(Records drawn from a dataset)
PR #3125, opened 2026-07-25
fix(email): use the recipient's role in the completed notification instead of always saying "signed"

daggy72:
### Problem

When a recipient completes their step, the notification sent to the document owner always reads **"{name} has signed \"{document}\""** — including when that recipient's role is `APPROVER` or `VIEWER`, and no signature fields were ever bound to them.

Required work
Output each of the records exactly as it stands above.

Response area
PR #3125, opened 2026-07-25
fix(email): use the recipient's role in the completed notification instead of always saying "signed"

daggy72:
### Problem

When a recipient completes their step, the notification sent to the document owner always reads **"{name} has signed \"{document}\""** — including when that recipient's role is `APPROVER` or `VIEWER`, and no signature fields were ever bound to them.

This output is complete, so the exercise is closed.